Ransomware Readiness

Many ransomware readiness assessment (RRA) services on the market are compliance and auditor driven. There’s nothing wrong with that and it may be required in some situations.

Our RRA are technical assessments and were born from our DFIR experience responding to many ransomware cases. We conduct real-world attacks that include:

  • Initial access via external attacks. Can we gain access to your internal network from the external perimeter? This includes attacking your remote access solution and attempting password spraying against your end users.
  • Professional grade spear-phish for initial access. This isn’t Knowb4 or Microsoft’s attack simulation tool. There is no whitelisting.
  • Endpoint resilience to a large volume of diverse attack payloads. We measure where your strengths and weaknesses are and can help you write custom detection rules to fill any gaps.
  • Review your backup architecture. This is a technical discussion to verify your backup architecture doesn’t make it possible for criminals to permanently deny access to your data.
  • Identity attacks. If you’re using Active Directory, Okta, Jumpcloud, or some other identity and directory service, we’ll work hard to compromise it.
  • Network segmentation architecture review. This is a technical discussion to verify segmentation is in place and is effective.
  • Ransomware simulation drill. We run neutered ransomware on an endpoint that triggers TTP that are classified as ransomware. This is a blind test that verifies your detections are effective, and to measure your respond time and procedures.
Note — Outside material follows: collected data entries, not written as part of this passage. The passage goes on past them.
PR #1112, opened 2023-03-26
Add Maven badge/shield

marcelstoer:
Also moved the Docker badge to the front of the list. I find badges that lead to downloadable artifacts the most important.

### DIFF
--- a/README.md
+++ b/README.md
@@ -1,11 +1,12 @@
 [![Logotype](https://github.com/schemaspy/schemaspy/blob/master/docs/source/_static/schemaspy_logo.png)](https://schemaspy.org/)
 
+[![Maven Central](https://maven-badges.herokuapp.com/maven-central/org.schemaspy/schemaspy/badge.svg)](https://maven-badges.herokuapp.com/maven-central/org.schemaspy/schemaspy/)
+[![Docker Pulls](https://img.shields.io/docker/pulls/schemaspy/schemaspy.svg)](https://hub.docker.com/r/schemaspy/schemaspy/)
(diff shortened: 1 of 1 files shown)


README.md
```diff
@@ -1,11 +1,12 @@
 [![Logotype](https://github.com/schemaspy/schemaspy/blob/master/docs/source/_static/schemaspy_logo.png)](https://schemaspy.org/)
 
+[![Maven Central](https://maven-badges.herokuapp.com/maven-central/org.schemaspy/schemaspy/badge.svg)](https://maven-badges.herokuapp.com/maven-central/org.schemaspy/schemaspy/)
```
jesperolsson-se, line 3: How come you went with this heroku app, instead of [shields.io](https://shields.io/)?

jesperolsson-se (approved):

jesperolsson-se:
@marcelstoer
Good point! We should probably go one step further and group them in different lines. For example, one line for badges about downloadable artifacts and one line for badges about code quality. 

Would you like to make a proposal, in a new PR?

README.md
marcelstoer: shields.io is my go-to badges generator. However, AFAIK they don't have Maven Central badges with automatic redirect (i.e. only the badge, not the Central link).

marcelstoer:
@jesperolsson-se 

I personally prefer a single line of badges - use it like that on all my projects. I am sure there are valid arguments to be found for various types of arrangements. The maintainers should structure the badges according to their personal preferences. I'm not inclined to intervene 😄 

With somewhat strict grouping you'd end up with this.

Screen Shot 2023-03-26 at 22 15 44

All project components are delivered by senior experienced Red Teamer members closely familiar with modern ransomware groups' tactics.

You’ll receive a report detailing how you did and will document any gaps and how we recommend addressing them. In many cases, we can assist correcting issues or introduce you to someone else that can.

This service can be tailored. Some clients already know their gaps and benefit more from us focusing on hardening and improving detections. In these cases, we bring in members from our Red Team and MDR team to implement hardening and develop detections, while the Red Team launches attacks validating the hardening effectiveness.